Sample without replacement option when interleaving datasets by radulescupetru · Pull Request #7786 · huggingface/datasets

Right now, interleave_datasets function with probabilities will sample with replacement. The PR adds the ability to sample without replacement.

import datasets

# Create datasets of different sizes to test exhaustion
data_a = [{"value": i, "source": "A"} for i in range(5)]
data_b = [{"value": i, "source": "B"} for i in range(10, 15)]

ds_a = datasets.Dataset.from_list(data_a).to_iterable_dataset()
ds_b = datasets.Dataset.from_list(data_b).to_iterable_dataset()

# Interleave with probabilities
ds_interleaved = datasets.interleave_datasets(
    [ds_a, ds_b],
    probabilities=[0.6, 0.4],
    seed=42,
    stopping_strategy="all_exhausted",
    sample_with_replacement=True,
)
for i, example in enumerate(ds_interleaved):
    print(f"Sample:{i}: value:{example['value']:02d} source:{example['source']}")
Sample:0: value:10 source:B
Sample:1: value:00 source:A
Sample:2: value:11 source:B
Sample:3: value:12 source:B
Sample:4: value:01 source:A
Sample:5: value:13 source:B
Sample:6: value:14 source:B
Sample:7: value:10 source:B
Sample:8: value:02 source:A
Sample:9: value:03 source:A
Sample:10: value:04 source:A

Note that sample with value:10 source: B is sampled twice (Sample:0 and Sample:7)

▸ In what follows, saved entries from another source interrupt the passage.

PR #645, opened 2019-05-04
[5.1] Adds automatic Chrome version detection

peterfox:
Adds the `—detect` option for `dusk:chrome-driver` that can be provided a custom path or it will use an expected default for the operating system. It will then try to automatically detect the version of Chrome being used and then download the correct chrome driver for that version. Will make it easier for developers to side step having to check which version of Chrome they have as the current default is for the command to simply grab the latest driver version but sometimes this will not line up with what they have installed.

Haven't tested it for Windows or Linux due to a lack of access to those OSs to test on, I can't see there being a problem with Linux but it's hard to tell with Windows and I just don't have a machine to hand to test it with.

### DIFF
--- a/src/Console/ChromeDriverCommand.php
+++ b/src/Console/ChromeDriverCommand.php
@@ -5,6 +5,7 @@ namespace Laravel\Dusk\Console;
 use ZipArchive;
 use Illuminate\Console\Command;
 use Laravel\Dusk\OperatingSystem;
+use Symfony\Component\Process\Process;
 
 /**
  * @copyright Originally created by Jonas Staudenmeir: https://github.com/staudenmeir/dusk-updater
@@ -16,7 +17,9 @@ class ChromeDriverCommand extends Command
      *
      * @var string
      */
-    protected $signature = 'dusk:chrome-driver {version?} {--all : Install a ChromeDriver binary for every OS}';
+    protected $signature = 'dusk:chrome-driver {version?} '.
+    '{--all : Install a ChromeDriver binary for every OS} '.
+    '{--detect= : Automatically detect version of Google Chrome installed based on OS default or provided path}';
 
     /**
      * The console command description.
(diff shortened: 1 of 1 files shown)


staudenmeir:
Unfortunately, this is more complicated.

`--version` doesn't work on Windows: https://bugs.chromium.org/p/chromium/issues/detail?id=158372

We can use `reg query "HKEY_CURRENT_USER\Software\Google\Chrome\BLBeacon" /v version` instead:

```
HKEY_CURRENT_USER\Software\Google\Chrome\BLBeacon
    version    REG_SZ    74.0.3729.131
```

You can use Homestead to test it on Linux.

We should also support Google Chrome: `/usr/bin/google-chrome`

src/Console/ChromeDriverCommand.php
```diff
@@ -127,15 +141,44 @@ public function handle()
         $this->info(sprintf($message, $all ? 'binaries' : 'binary', $version));
     }
 
+    protected function detectVersion($currentOS, $path = null)
```
staudenmeir: Please add the PHPDoc.

src/Console/ChromeDriverCommand.php
```diff
@@ -127,15 +141,44 @@ public function handle()
...
+    {
+        $installPath = $path ? realpath($path) : $this->installPaths[$currentOS];
+
+        if (! file_exists($installPath) || is_dir($installPath) || ! is_executable($installPath)) {
```
staudenmeir: Do we need the `is_dir()` check? Doesn't `file_exists()` cover that?

taylorotwell:

staudenmeir:
I've added the Chrome version detection to my updater package: [staudenmeir/dusk-updater](https://github.com/staudenmeir/dusk-updater)

browner12:
Can we re-address this and start by making it work for Unix systems?  Seems like we have that part solved.  It seems silly to hold this back because Windows doesn't work.

PR #655, opened 2019-06-17
[5.0] add option to fullsize the browser

browner12:
this will calculate the size of the `<body>` and resize the browser to match it.

this can be especially helpful taking screenshots due to failures, because often times we cannot see all the content in the screenshot, making it difficult to debug.  eventually it may be nice to have an option to automatically screenshot at fullsize, but we'll start with this PR.


taylorotwell:
Renamed to `fitContent`.

PR #656, opened 2019-06-29
Ability to customize attribute name for hooking a selector

slavarazum:
Using static `dusk` attribute for hooking a selector, can compromise which tools we are using on server. It would be better to have ability to customize it!

### DIFF
--- a/src/Dusk.php
+++ b/src/Dusk.php
@@ -7,7 +7,7 @@ use InvalidArgumentException;
 class Dusk
 {
     /**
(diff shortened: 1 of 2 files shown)


taylorotwell:
I don't think it would actually be better.

slavarazum:
@taylorotwell So, do you think that change a compromising `dusk` keyword is unnecessary? If yes, why do you think so?

P.S. Why you always don't give any feedback on PRs? It's really demotivate to make any contributions.

PR #657, opened 2019-07-01
Comply to PSR-2 coding standards

CaddyDz:
Only one argument is allowed per line in a multi-line function call


driesvints:
Code in the Laravel libraries often structures its arguments this way.

PR #661, opened 2019-07-28
Add assertion to check if a button is disabled

SjorsO:
This PR adds the following two assertions:
```php
public function assertButtonEnabled($button)

public function assertButtonDisabled($button)
```

Asserting that a button is disabled is something I frequently do, I feel like it deserves its own assertion. Both new assertions select a button in the same way `->press($button)` does.

Without these assertions, checking if a button is disabled has to be done something like this:
```php
->tap(function (Browser $browser) {
    $this->assertFalse($browser->resolver->resolveForButtonPress('Press me')->isEnabled());
})
```

There is already a `assertDisabled($field)` assertion, but since that uses `->resolveForField()` it can not be used to select buttons.

### DIFF
--- a/tests/MakesAssertionsTest.php
+++ b/tests/MakesAssertionsTest.php
@@ -137,9 +137,9 @@ class MakesAssertionsTest extends TestCase
         );
         $browser = new Browser($driver, $resolver);
 
-        $browser->assertButtonIsEnabled('Press me');
+        $browser->assertButtonEnabled('Press me');
 
-        $browser->assertButtonIsEnabled('Cant press me');
+        $browser->assertButtonEnabled('Cant press me');
     }
 
     public function test_assert_button_is_disabled()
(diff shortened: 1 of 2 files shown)


staudenmeir:
I think `assertButtonEnabled()` and `assertButtonDisabled()` would be more consistent with the existing assertions.

SjorsO:
Good point, I've renamed them

tests/MakesAssertionsTest.php
```diff
@@ -124,6 +124,42 @@ public function test_assert_disabled()
         }
     }
 
+    public function test_assert_button_is_enabled()
```
staudenmeir:
```suggestion
    public function test_assert_button_enabled()
```

tests/MakesAssertionsTest.php
```diff
@@ -124,6 +124,42 @@ public function test_assert_disabled()
...
+            false
+        );
+        $browser = new Browser($driver, $resolver);
+
+        $browser->assertButtonEnabled('Press me');
+
+        $browser->assertButtonEnabled('Cant press me');
+    }
+
+    public function test_assert_button_is_disabled()
```
staudenmeir:
```suggestion
    public function test_assert_button_disabled()
```

PR #663, opened 2019-08-01
[5.0] Add assertConsoleLogMissingErrors assertion

SjorsO:
This PR adds a `assertConsoleLogMissingErrors()` assertion that asserts that the console log does not contain any unexpected errors.

This assertion is especially useful when testing javascript heavy applications, such as an SPA made with Vue or React. Because javascript errors don't always break the test, they can be hard to discover. Using the `assertConsoleLogMissingErrors()` assertion at the end of your Dusk test gives extra confidence that nothing went wrong.

When the assertion fails, it looks something like this:
image

However, many console messages can be safely ignored. To ignore console log messages, you can define a custom closure. The code below contains an example of the messages we ignore in a legacy react SPA that we started adding Dusk tests to a few months ago (we are already using this assertion as a macro).
```php
Browser::$assertConsoleLogFilter = function ($consoleLog) {
    $ignoreIfMessageContains = [
        'Warning: Failed prop type:',
        'Warning: validateDOMNesting(...): %s cannot appear as a descendant of',
        'Warning: validateDOMNesting(...): %s cannot appear as a child of',
        'Warning: Cannot update during an existing state transition (such as within `render`)',
        'Warning: Each child in a list should have a unique \"key\" prop.',
        'Warning: `value` prop on `%s` should not be null',
        'Warning: A component is changing a controlled input of type %s to be uncontrolled',
    ];

    foreach ($ignoreIfMessageContains as $ignoreText) {
        if (stripos($consoleLog['message'], $ignoreText) !== false) {
            return false;
        }
    }

    return true;
};
```

### DIFF
--- a/src/Browser.php
+++ b/src/Browser.php
@@ -47,6 +47,13 @@ class Browser
     public static $storeConsoleLogAt;
 
     /**
+     * The closure that is used to filter console messages for console log assertions.
+     *
+     * @var Closure
+     */
+    public static $assertConsoleLogFilter;
+
+    /**
      * The browsers that support retrieving logs.
      *
      * @var array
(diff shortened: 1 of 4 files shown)


taylorotwell:
Maybe just macro this into your own browser via a package for now.

PR #664, opened 2019-08-10
Method to wait for text in selector

KaiReichart:
Added Method to wait for text in selector.

```php
public function waitForTextIn($selector, $text, $seconds = null)

```
Example usage:

```php
$this->browse(function(Browser $browser) use($user){
    $browser->loginAs($user)
        ->visit('/datatable')
        ->waitForTextIn('@datatableColStatus', STATUS_DONE, 60);
});
```

### DIFF
--- a/src/Concerns/WaitsForElements.php
+++ b/src/Concerns/WaitsForElements.php
@@ -85,7 +85,7 @@ trait WaitsForElements
             return Str::contains($this->resolver->findOrFail('')->getText(), $text);
         }, $message);
     }
-    
+
     /**
      * @param string $selector
      * @param string $text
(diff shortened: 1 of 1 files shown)


src/Concerns/WaitsForElements.php
```diff
@@ -86,6 +86,22 @@ public function waitForText($text, $seconds = null)
         }, $message);
     }
 
+    /**
+     * @param string $selector
```
staudenmeir: Please format the PHPDoc properly. Take a look at `waitForText()`.

taylorotwell:
Invalid formatting.

src/Concerns/WaitsForElements.php
KaiReichart: Changed it in my Fork, should I start a new PR?

Issue #666, opened 2019-08-21
Please change "dusk" attribute to "data-dusk"


adrienne:
Currently the documentation says the following:

> Dusk selectors allow you to focus on writing effective tests rather than remembering CSS selectors. To define a selector, add a `dusk` attribute to your HTML element. Then, prefix the selector with `@` to manipulate the attached element within a Dusk test

This creates invalid HTML. Can you please change it (or at least allow a configuration option) so that instead of `dusk` the relevant attribute is `data-dusk`? All custom attributes in HTML are supposed to be prefixed with `data-`.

Sample:0: value:10 source:B
Sample:1: value:00 source:A
Sample:2: value:11 source:B
Sample:3: value:12 source:B
Sample:4: value:01 source:A
Sample:5: value:13 source:B
Sample:6: value:14 source:B
Sample:7: value:02 source:A
Sample:8: value:03 source:A
Sample:9: value:04 source:A

Note that we don't see any repeated items.